Transcribe the records below exactly, from their first line through the line containing "# Checklist". Omit every line after it.

(RECORDS FOR THE TASK Opens)

PR #2436, opened 2020-12-31
Auto cron schedules and configurable backup retention

cdchris12:
# Checklist

This PR adds support for better backup pruning via the k8up operator's new smart scheduling functionality. Users can now also specify the specific timeframes they would like their production backups to be retained for in their `.lagoon.yml` files as well.

# Closing issues


Schnitzel:
discussed in standup:
- add tags system `production` and `development` to backup, check and prune schedules
- rename yaml key to `productionBackupSchedule`

images/kubectl-build-deploy-dind/build-deploy-docker-compose.sh
```diff
@@ -933,16 +941,71 @@ if [[ "${CAPABILITIES[@]}" =~ "backup.appuio.ch/v1alpha1/Schedule" ]]; then
...
+    if containsElement "daily" "${LAGOON_BACKUP_RETENTION_YAML_KEYS[@]}"; then
+      PRODUCTION_DAILY_BACKUP_RETENTION=$(cat .lagoon.yml | shyaml keys production-backup-retention.daily -q)
+    else
+      PRODUCTION_DAILY_BACKUP_RETENTION=""
+    fi
+  else
+    PRODUCTION_MONTHLY_BACKUP_RETENTION=""
+    PRODUCTION_WEEKLY_BACKUP_RETENTION=""
+    PRODUCTION_DAILY_BACKUP_RETENTION=""
+  fi
```
Schnitzel: shyaml already has capability to handle non existing keys, see https://github.com/amazeeio/lagoon/blob/36cc7bda3a5b09fc63d19e2841cda8ebcd523ca6/images/kubectl-build-deploy-dind/build-deploy-docker-compose.sh#L652-L658

so  you can just do:

```
    PRODUCTION_MONTHLY_BACKUP_RETENTION=$(cat .lagoon.yml | shyaml get-value production-backup-retention.monthly "")
    PRODUCTION_WEEKLY_BACKUP_RETENTION=$(cat .lagoon.yml | shyaml get-value production-backup-retention.weekly "")
    PRODUCTION_DAILY_BACKUP_RETENTION=$(cat .lagoon.yml | shyaml get-value production-backup-retention.daily "")
```

also there is `LAGOON_YAML_BACKUP_RETENTION_KEYS` created, but never used?

images/kubectl-build-deploy-dind/build-deploy-docker-compose.sh
```diff
@@ -933,16 +941,71 @@ if [[ "${CAPABILITIES[@]}" =~ "backup.appuio.ch/v1alpha1/Schedule" ]]; then
...
+
+  # Pull in environment type (development/production)
+  LAGOON_ENVIRONMENT_TYPE=${ENVIRONMENT_TYPE}
```
Schnitzel: why define a new variable if there is already one? 
let's just use `ENVIRONMENT_TYPE` directly

images/kubectl-build-deploy-dind/build-deploy-docker-compose.sh
```diff
@@ -933,16 +941,71 @@ if [[ "${CAPABILITIES[@]}" =~ "backup.appuio.ch/v1alpha1/Schedule" ]]; then
...
+  TEMPLATE_PARAMETERS+=(-p LAGOON_ENVIRONMENT_TYPE="${ENVIRONMENT_TYPE}")
+
+  # Set template parameters for retention values (prefer .lagoon.yml values over supplied defaults after ensuring they are valid integers)
+  if [ ! -z $PRODUCTION_MONTHLY_BACKUP_RETENTION ] && [ "$PRODUCTION_MONTHLY_BACKUP_RETENTION" -eq "$PRODUCTION_MONTHLY_BACKUP_RETENTION" ] && [ $LAGOON_ENVIRONMENT_TYPE = 'production'] 2>/dev/null; then
```
Schnitzel: why do we do this here?
```
[ "$PRODUCTION_MONTHLY_BACKUP_RETENTION" -eq "$PRODUCTION_MONTHLY_BACKUP_RETENTION" ]
```
we compare the same to the same?

also the `2>/dev/null` probably is not needed? as you don't run any commands that have output?

images/kubectl-build-deploy-dind/build-deploy-docker-compose.sh
```diff
@@ -933,16 +941,71 @@ if [[ "${CAPABILITIES[@]}" =~ "backup.appuio.ch/v1alpha1/Schedule" ]]; then
...
+    TEMPLATE_PARAMETERS+=(-p MONTHLY_BACKUP_RETENTION="${PRODUCTION_MONTHLY_BACKUP_RETENTION}")
```
Schnitzel: `TEMPLATE_PARAMETERS` is a system of `oc` in k8s deployments we use helm, therefore we don't need to define any `TEMPLATE_PARAMETERS`

images/kubectl-build-deploy-dind/build-deploy-docker-compose.sh
```diff
@@ -933,16 +941,71 @@ if [[ "${CAPABILITIES[@]}" =~ "backup.appuio.ch/v1alpha1/Schedule" ]]; then
...
+    _MONTHLY_BACKUP_RETENTION=${PRODUCTION_MONTHLY_BACKUP_RETENTION}
+  else
+    TEMPLATE_PARAMETERS+=(-p MONTHLY_BACKUP_RETENTION="${LAGOON_MONTHLY_BACKUP_RETENTION}")
```
Schnitzel: `LAGOON_MONTHLY_BACKUP_RETENTION` is never defined, can't we just use `MONTHLY_BACKUP_DEFAULT_RETENTION` ?

images/kubectl-build-deploy-dind/build-deploy-docker-compose.sh
```diff
@@ -933,16 +941,71 @@ if [[ "${CAPABILITIES[@]}" =~ "backup.appuio.ch/v1alpha1/Schedule" ]]; then
...
+  fi
+
+  # Pull in environment type (development/production)
+  LAGOON_ENVIRONMENT_TYPE=${ENVIRONMENT_TYPE}
+  TEMPLATE_PARAMETERS+=(-p LAGOON_ENVIRONMENT_TYPE="${ENVIRONMENT_TYPE}")
+
+  # Set template parameters for retention values (prefer .lagoon.yml values over supplied defaults after ensuring they are valid integers)
+  if [ ! -z $PRODUCTION_MONTHLY_BACKUP_RETENTION ] && [ "$PRODUCTION_MONTHLY_BACKUP_RETENTION" -eq "$PRODUCTION_MONTHLY_BACKUP_RETENTION" ] && [ $LAGOON_ENVIRONMENT_TYPE = 'production'] 2>/dev/null; then
+    TEMPLATE_PARAMETERS+=(-p MONTHLY_BACKUP_RETENTION="${PRODUCTION_MONTHLY_BACKUP_RETENTION}")
+    _MONTHLY_BACKUP_RETENTION=${PRODUCTION_MONTHLY_BACKUP_RETENTION}
```
Schnitzel: let's just use `MONTHLY_BACKUP_RETENTION` (without the underline), the underline suggests that something is special with this variable, but I don't really see anything?

images/kubectl-build-deploy-dind/build-deploy-docker-compose.sh
```diff
@@ -933,16 +941,71 @@ if [[ "${CAPABILITIES[@]}" =~ "backup.appuio.ch/v1alpha1/Schedule" ]]; then
...
+
+  # Let the controller decide when to run backups
+  BACKUP_SCHEDULE="@daily-random"
   TEMPLATE_PARAMETERS+=(-p BACKUP_SCHEDULE="${BACKUP_SCHEDULE}")
-  # TODO: -p == --set in helm
-  # Run Checks on Sunday at 0300-0600
-  CHECK_SCHEDULE=$( /kubectl-build-deploy/scripts/convert-crontab.sh "${NAMESPACE}" "M H(3-6) * * 0")
+
+  # Let the controller decide when to run checks
+  CHECK_SCHEDULE="@weekly-random"
```
Schnitzel, line 963: can you document the difference between `@weekly-random` and `@weekly` ?

images/kubectl-build-deploy-dind/helmcharts/k8up-schedule/templates/schedule.yaml
```diff
@@ -19,6 +19,7 @@ spec:
     schedule: '{{ .Values.check.schedule }}'
   prune:
     retention:
-      keepDaily: 7
-      keepWeekly: 6
+      keepDaily: '{{ .Values.prune.retention.keepDaily }}'
```
Schnitzel, line 22: for each value used in helm templates we should also define a default in the helmchart `values.yaml`, can you do that for these new variables?

services/kubernetesbuilddeploy/src/index.ts
```diff
@@ -19,6 +19,9 @@ const lagoonGitSafeBranch = process.env.LAGOON_GIT_SAFE_BRANCH || "master"
 const lagoonVersion = process.env.LAGOON_VERSION
 const overwriteKubectlBuildDeployDindImage = process.env.OVERWRITE_KUBECTL_BUILD_DEPLOY_DIND_IMAGE
 const registry = process.env.REGISTRY || "registry.lagoon.svc:5000"
+const monthlyBackupRetention = process.env.MONTHLY_BACKUP_DEFAULT_RETENTION || "1"
+const weeklyBackupRetention = process.env.WEEKLY_BACKUP_DEFAULT_RETENTION || "4"
```
Schnitzel: the current default is `6`, why are we changing this to 4?

services/kubernetesbuilddeploy/src/index.ts
```diff
@@ -19,6 +19,9 @@ const lagoonGitSafeBranch = process.env.LAGOON_GIT_SAFE_BRANCH || "master"
 const lagoonVersion = process.env.LAGOON_VERSION
 const overwriteKubectlBuildDeployDindImage = process.env.OVERWRITE_KUBECTL_BUILD_DEPLOY_DIND_IMAGE
 const registry = process.env.REGISTRY || "registry.lagoon.svc:5000"
+const monthlyBackupRetention = process.env.MONTHLY_BACKUP_DEFAULT_RETENTION || "1"
```
Schnitzel, line 22: currently we don't define any monthly backup retention, is that intentional changed to 1?

Schnitzel (changes requested):

images/kubectl-build-deploy-dind/build-deploy-docker-compose.sh
cdchris12: I had originally built this because the call to `shyaml` was returning an error code if the specified value didn't exist, but I can no longer reproduce that error. I'll update the code accordingly.

About `LAGOON_YAML_BACKUP_RETENTION_KEYS`; this was the variable I assigned the array of keys in the `production-backup-retention` yaml structure to. I was using it on lines 949, 955, and 961 to set variables based on the existence of these keys. With the requested re-write here, I should be able to eliminate this altogether though.

images/kubectl-build-deploy-dind/build-deploy-docker-compose.sh
cdchris12: Makes sense, will do.

images/kubectl-build-deploy-dind/build-deploy-docker-compose.sh
cdchris12: Comparing the value to itself via the `-eq` operator is how we ensure this value is an integer, as the `-eq` operator will attempt to parse a string into an int and fail if such conversion is not possible. The output redirection just squashes the output from those operations if the conversion fails.

images/kubectl-build-deploy-dind/build-deploy-docker-compose.sh
cdchris12: I thought the same thing, but I saw other functionality in this file which still retained the `TEMPLATE_PARAMETERS` system, so I figured it wouldn't hurt to include those bits here as well. Based on your comment, though, I'll go ahead and rip those out :)

images/kubectl-build-deploy-dind/build-deploy-docker-compose.sh
cdchris12: Good catch; that's what we should be using here. Will update.

images/kubectl-build-deploy-dind/build-deploy-docker-compose.sh
Schnitzel: ah, ok, but let's document this here then that the `-eq` is used to make sure it's an integer, as currently it looks like a bug :)

and please don't redirect errors into `/dev/null` unless you have a specific handling for it with a custom error message

services/kubernetesbuilddeploy/src/index.ts
cdchris12: Since we're keeping 6 weekly backups already, this monthly backup should line up with those weekly backups. I can change this to `0` easily enough, though , if you'd prefer?

images/oc-build-deploy-dind/build-deploy-docker-compose.sh
```diff
@@ -841,16 +841,46 @@ if oc --insecure-skip-tls-verify -n ${OPENSHIFT_PROJECT} get schedules.backup.ap
...
-  BACKUP_SCHEDULE=$( /oc-build-deploy/scripts/convert-crontab.sh "${OPENSHIFT_PROJECT}" "M H(22-2) * * *")
+  # Pull in .lagoon.yml variables
+  PRODUCTION_MONTHLY_BACKUP_RETENTION=$(cat .lagoon.yml | shyaml get-value production-backup-retention.monthly "")
+  PRODUCTION_WEEKLY_BACKUP_RETENTION=$(cat .lagoon.yml | shyaml get-value production-backup-retention.weekly "")
+  PRODUCTION_DAILY_BACKUP_RETENTION=$(cat .lagoon.yml | shyaml get-value production-backup-retention.daily "")
+
+  # Pull in Lagoon variables
+  LAGOON_MONTHLY_BACKUP_RETENTION=${MONTHLY_BACKUP_DEFAULT_RETENTION}
+  LAGOON_WEEKLY_BACKUP_RETENTION=${WEEKLY_BACKUP_DEFAULT_RETENTION}
+  LAGOON_DAILY_BACKUP_RETENTION=${DAILY_BACKUP_DEFAULT_RETENTION}
```
Schnitzel: these are unused now.

images/oc-build-deploy-dind/build-deploy-docker-compose.sh
```diff
@@ -841,16 +841,46 @@ if oc --insecure-skip-tls-verify -n ${OPENSHIFT_PROJECT} get schedules.backup.ap
...
+
+  # Pull in environment type (development/production)
+  TEMPLATE_PARAMETERS+=(-p ENVIRONMENT_TYPE="${ENVIRONMENT_TYPE}")
+
+  # Set template parameters for retention values (prefer .lagoon.yml values over supplied defaults after ensuring they are valid integers via "-eq" comparison)
+  if [ ! -z $PRODUCTION_MONTHLY_BACKUP_RETENTION ] && [ "$PRODUCTION_MONTHLY_BACKUP_RETENTION" -eq "$PRODUCTION_MONTHLY_BACKUP_RETENTION" ] && [ $ENVIRONMENT_TYPE = 'production']; then
+    TEMPLATE_PARAMETERS+=(-p MONTHLY_BACKUP_RETENTION="${PRODUCTION_MONTHLY_BACKUP_RETENTION}")
+  else
+    TEMPLATE_PARAMETERS+=(-p MONTHLY_BACKUP_RETENTION="${MONTHLY_BACKUP_RETENTION}")
```
Schnitzel: `MONTHLY_BACKUP_RETENTION` is not defined?

Schnitzel: this probably should be `MONTHLY_BACKUP_DEFAULT_RETENTION` ?

images/oc-build-deploy-dind/build-deploy-docker-compose.sh
```diff
@@ -841,16 +841,46 @@ if oc --insecure-skip-tls-verify -n ${OPENSHIFT_PROJECT} get schedules.backup.ap
...
-  # Run Checks on Sunday at 0300-0600
-  CHECK_SCHEDULE=$( /oc-build-deploy/scripts/convert-crontab.sh "${OPENSHIFT_PROJECT}" "M H(3-6) * * 0")
+  # Let the controller deduplicate prunes (will run weekly at a random time throughout the week)
+  CHECK_SCHEDULE="@weekly-random"
   TEMPLATE_PARAMETERS+=(-p CHECK_SCHEDULE="${CHECK_SCHEDULE}")
 
-  # Run Prune on Saturday at 0300-0600
-  PRUNE_SCHEDULE=$( /oc-build-deploy/scripts/convert-crontab.sh "${OPENSHIFT_PROJECT}" "M H(3-6) * * 6")
+  # Let the controller deduplicate prunes (will run at 0000 on Sunday morning)
+  PRUNE_SCHEDULE="@weekly"
```
Schnitzel: does this mean all environments will prune at the same time? let's not do that :)

images/oc-build-deploy-dind/openshift-templates/backup-schedule.yml
```diff
@@ -32,17 +32,29 @@ parameters:
...
+    required: true
+  - name: WEEKLY_BACKUP_RETENTION
+    description: How many weekly backups should be retained after pruning
+    required: true
+  - name: DAILY_BACKUP_RETENTION
+    description: How many daily backups should be retained after pruning
+    required: true
+  - name: LAGOON_ENVIRONMENT_TYPE
+    description: What type of environment this is (production/development)
+    required: true
```
Schnitzel: I don't see us inject this as parameters anywhere?

services/kubernetesbuilddeploy/src/index.ts
Schnitzel: mhh okay, let's leave it at `1` then.

.lagoon.yml
```diff
@@ -39,6 +39,8 @@ tasks:
         command: es-curl PUT _cluster/settings -d '{"persistent":{"cluster.routing.allocation.enable":null}}'
         service: logs-db
 
+production-backup-retention:
+  monthly: 2
```
Schnitzel: do we need to define this here? we're not going to use lagoon to deploy lagoon in the future, so I think this can go?

docs/using_lagoon/lagoon_yml.md
```diff
@@ -41,6 +41,11 @@ tasks:
 routes:
   insecure: Redirect
 
+production-backup-retention:
+  monthly: 1
+  weekly: 4
+  daily: 7
+
```
Schnitzel: the longer I look at this I would suggest to change it to this:
```
backup-retention:
  production:
    monthly: 1
    weekly: 4
    daily: 7
```
feels much better if in the future we also want to allow to change the backup-retention for `development` projects? (we don't have to define this right now)

Schnitzel (changes requested):

images/oc-build-deploy-dind/build-deploy-docker-compose.sh
cdchris12: Good eye! Will be removed

images/oc-build-deploy-dind/openshift-templates/backup-schedule.yml
cdchris12: Another good catch. Will fix

.lagoon.yml
cdchris12: I added this both for testing purposes as well as to provide a bit of context on how to use this functionality. It shouldn't hurt our testing setup to keep it in. :)

images/oc-build-deploy-dind/build-deploy-docker-compose.sh
cdchris12: Updated to `@weekly-random`, which will run this weekly at a random time

docs/using_lagoon/lagoon_yml.md
cdchris12: Updated the .lagoon.yml file definition and builddeploy code as requested.

.lagoon.yml
Schnitzel: we changed this now to be `backup-retention.production`

> added this both for testing purposes
mhh testing should happen before the production deployment of Lagoon and this is only is used when we deploy lagoon to production. If we realize then that this is broken, then it's too late ;)

> how to use this functionality.
Lagoon documentation happens in the lagoon docs and not in `.lagoon.yml` of Lagoon itself.
As we have proper documentation in the docs already, let's remove this here

images/kubectl-build-deploy-dind/build-deploy-docker-compose.sh
```diff
@@ -933,25 +933,48 @@ if [[ "${CAPABILITIES[@]}" =~ "backup.appuio.ch/v1alpha1/Schedule" ]]; then
...
+    WEEKLY_BACKUP_RETENTION=${WEEKLY_BACKUP_DEFAULT_RETENTION}
+  fi
+  if [ ! -z $PRODUCTION_DAILY_BACKUP_RETENTION ] && [ "$PRODUCTION_DAILY_BACKUP_RETENTION" -eq "$PRODUCTION_DAILY_BACKUP_RETENTION" ] && [ $ENVIRONMENT_TYPE = 'production']; then
+    DAILY_BACKUP_RETENTION=${PRODUCTION_DAILY_BACKUP_RETENTION}
+  else
+    DAILY_BACKUP_RETENTION=${DAILY_BACKUP_DEFAULT_RETENTION}
+  fi
+
+  # Let the controller decide when to run backups (will run daily at a random time throughout the day)
+  BACKUP_SCHEDULE="@daily-random"
```
Schnitzel: we don't want to change the backup schedule system. Having `@daily-random` means that backups could happen during the day which could cause production websites to go down.
Let's keep the Lagoon schedule system that automatically does the backups during the night.

Schnitzel (changes requested):

images/kubectl-build-deploy-dind/build-deploy-docker-compose.sh
cdchris12: Agreed. It'll be easy enough to add support for whatever framework the controller requires once that functionality is rolled out.

Schnitzel (approved):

(RECORDS FOR THE TASK Closes)

• TASK OUTPUT
PR #2436, opened 2020-12-31
Auto cron schedules and configurable backup retention

cdchris12:
# Checklist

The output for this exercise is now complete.